Arlington County imposes a business license tax, for the privilege of doing business in the county, on each business having a fixed place of business there. The County determines the amount of the tax by applying a rate schedule geared to the type of business to the gross receipts of the business. In 1986 Short reported “zero gross receipts to the county for business license tax purposes.” As a result of this report, the County audited Short and reviewed its Virginia tax returns and other documents it provided. Based on this audit, the County assessed a business license tax against Short under two categories: (1) under the business service occupation tax, a license tax of $16,759.25, based on 1985 gross receipts of $4,795,499 from the sale and lease of airplanes and airplane parts outside the Commonwealth; and (2) under the wholesale merchant tax, a license tax of $9,641.94, based on 1985 gross receipts of $12,052,424 from the sale of airplanes.

Short sought a correction of the business license tax assessment from the County pursuant to Code § 58.1-3980 and argued, in part, that all of its income was generated from sales and leases that were made outside the Commonwealth and, therefore, the County could not constitutionally tax that income. Although Short and the County *523 Commissioner of Revenue’s office remained in regular communication, the dispute was not resolved in Short’s favor. Consequently, Short filed this litigation to correct Arlington County’s assessment of the business license tax for 1986.

Following an ore tenus hearing, the trial court dismissed Short’s application, holding that the 1986 Arlington County business license tax levied on Short complied with the four-prong test established by the United States Supreme Court in Complete Auto Transit, Inc. v.
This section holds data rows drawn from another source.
PR #489, opened 2019-05-31
[ML] Fix regression in QA data set

tveasey:
One of our QA sets has shown a regression associated with #468. This was triggered by selecting our Poisson process model in conjunction with a periodic event rate. Including the Poisson process at all in such cases is low value and since we don't properly deal with the change in variance associated with rate changes in this case it has undesirable side effects. This change simply removes it from model selection if we start modelling seasonality (we can revisit this if we do any work to better deal with the variance).

I also increased the parameter introduced in #468 (this means we revert slightly more to our old behaviour). Finally, I've rejigged reinitialisation of the multi-bucket model decay rate, which should have been matching the single bucket model.

### DIFF
--- a/lib/maths/CTimeSeriesModel.cc
+++ b/lib/maths/CTimeSeriesModel.cc
@@ -1619,6 +1619,9 @@ void CUnivariateTimeSeriesModel::reinitializeStateGivenNewComponent(
     // re-weight so that the total sample weight corresponds to the sample
     // weight the model receives from a fixed (shortish) time interval.
 
+    // We can't properly handle periodicity in the variance of the rate if
+    // using a Poisson process so remove it from model detectio if we detect
+    // seasonality.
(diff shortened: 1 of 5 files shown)


lib/maths/CTimeSeriesModel.cc
```diff
@@ -1619,6 +1619,8 @@ void CUnivariateTimeSeriesModel::reinitializeStateGivenNewComponent(
     // re-weight so that the total sample weight corresponds to the sample
     // weight the model receives from a fixed (shortish) time interval.
 
+    m_ResidualModel->removeModels(
```
edsavage: Perhaps add a comment to explain why we're removing Poisson from model selection in this case?

tveasey: I added this comment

Brady, 430 U.S. 274 (1977), and, therefore, did not violate the Due Process Clause or the Commerce Clause of the United States Constitution. We granted Short this appeal and will affirm the judgment of the trial court.

Short initially attacks the validity of the tax on the ground that it is actually a tax on the sale and rental of aircraft and aircraft parts. Short contends that “when a state tax is imposed on the sale or rental of property, the state of destination of the property has the authority to impose a tax on revenues generated from those transactions.”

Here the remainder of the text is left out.